A: Non-pharmacological management of POTS often forms the first line of treatment and focuses on lifestyle modifications and physical therapy interventions. Increasing fluid and salt intake is crucial to expand blood volume and improve orthostatic tolerance. Patients should aim for at least 2-3 liters of fluids and 3-5 grams of sodium daily. Graded exercise therapy, starting with recumbent exercises like swimming or cycling, and gradually progressing to upright exercises, can improve cardiovascular conditioning and orthostatic tolerance. Compression stockings can help reduce venous pooling in the legs and improve blood return to the heart. Other beneficial lifestyle modifications include avoiding prolonged standing, taking frequent breaks when upright, and incorporating abdominal compression techniques during postural changes. Learn more about individualized exercise programs and the role of physical therapists in managing POTS patients.
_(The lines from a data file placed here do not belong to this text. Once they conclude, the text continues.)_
PR #340, opened 2024-03-21
Initialise g_auto* variables

wjt:
The `vendor` & `product` case was noticed by @dbnicholson on another PR. As described in the commit message and in that comment that I have now lost, I don't think this is a correctness issue, but it is a good-practice and readability issue.

I then searched the source tree for other lines containing the string `g_auto` and not the string `=`, and found a couple more cases. One of them is actually wrong, but only in an error path that will never be reached in practice.

https://phabricator.endlessm.com/T35247


dbnicholson (approved):
I agree it's probably nothing. I'll merge when the CI passes.

PR #342, opened 2024-11-15
ctl: Don't show Python backtrace if no update is available

wjt:
https://phabricator.endlessm.com/T26906


dbnicholson (approved):
Nice work! This is indeed a long embedded thorn.

PR #343, opened 2026-03-31
apply: Check the partition's free size of /boot before apply

starnight:
The systems which start before EOS 5.0.0 have only 250 MB ESP partition. However, the kernel & initramfs composed EFI image has grown to almost 100 MB. The PAYG system mounts ESP partition to /boot. The space is not enough to hold the 3rd EFI image for PAYG provisioned system in the ESP during OSTree deploying the new updated OSTree. So, here introduces `check_boot_free_space()` function to check the partition's free size of /boot in the early apply.

Delete one unused ostree deployment if the the partition's free size of /boot is not enough. The used ostree deployment could be **pending**, or **rollback** ostree deployment. But, prefer removing the **rollback** (older) over the **pending** deployment. Then, there should be enough free space for the new updated OSTree deployment.

https://phabricator.endlessm.com/T33799

### DIFF
--- a/eos-updater/apply.c
+++ b/eos-updater/apply.c
@@ -22,6 +22,7 @@
  *  - Vivek Dasmohapatra <vivek@etla.org>
  */
 
+#include <sys/statvfs.h>
 #include <eos-updater/apply.h>
 #include <eos-updater/data.h>
 #include <eos-updater/object.h>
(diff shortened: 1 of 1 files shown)


starnight:
Should prepare this to eos6.0.  Then, cherry pick to master.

Consider implementing patient education resources about these lifestyle modifications to improve adherence and symptom management.

Quick Tips

Practical Coding Tips
  • Code primary POTS I49.89
  • Document orthostatic intolerance
  • Confirm tachycardia criteria
  • Exclude secondary causes I99.89
  • Note symptom duration

Documentation Templates

Patient presents with symptoms consistent with Postural Orthostatic Tachycardia Syndrome (POTS).  Key symptoms include orthostatic intolerance, lightheadedness, dizziness, palpitations, and near syncope upon standing or with prolonged upright posture.  The patient reports experiencing these symptoms for [duration], with onset [onset details].  A significant increase in heart rate of at least 30 beats per minute (bpm) or a heart rate exceeding 120 bpm within 10 minutes of standing, without significant orthostatic hypotension, was observed during active standing test.  Blood pressure readings were [systolic/diastolic] supine and [systolic/diastolic] standing.  Other symptoms reported include fatigue, brain fog, headaches, tremors, exercise intolerance, gastrointestinal issues, and temperature dysregulation.  Differential diagnoses considered include other forms of orthostatic hypotension, dehydration, anemia, anxiety disorders, and inappropriate sinus tachycardia.  Initial laboratory workup including complete blood count (CBC), comprehensive metabolic panel (CMP), and thyroid stimulating hormone (TSH) were ordered to rule out other conditions.  Patient education provided on non-pharmacological management strategies such as increased fluid and salt intake, compression stockings, and a graded exercise program.  Follow-up appointment scheduled to reassess symptom management and consider pharmacological interventions if necessary, such as fludrocortisone, midodrine, or beta-blockers.  ICD-10 code I99.81, Orthostatic hypotension, is assigned for billing purposes, with further specification based on symptoms and response to treatment.  Current assessment suggests likely POTS, pending further evaluation and response to initial management.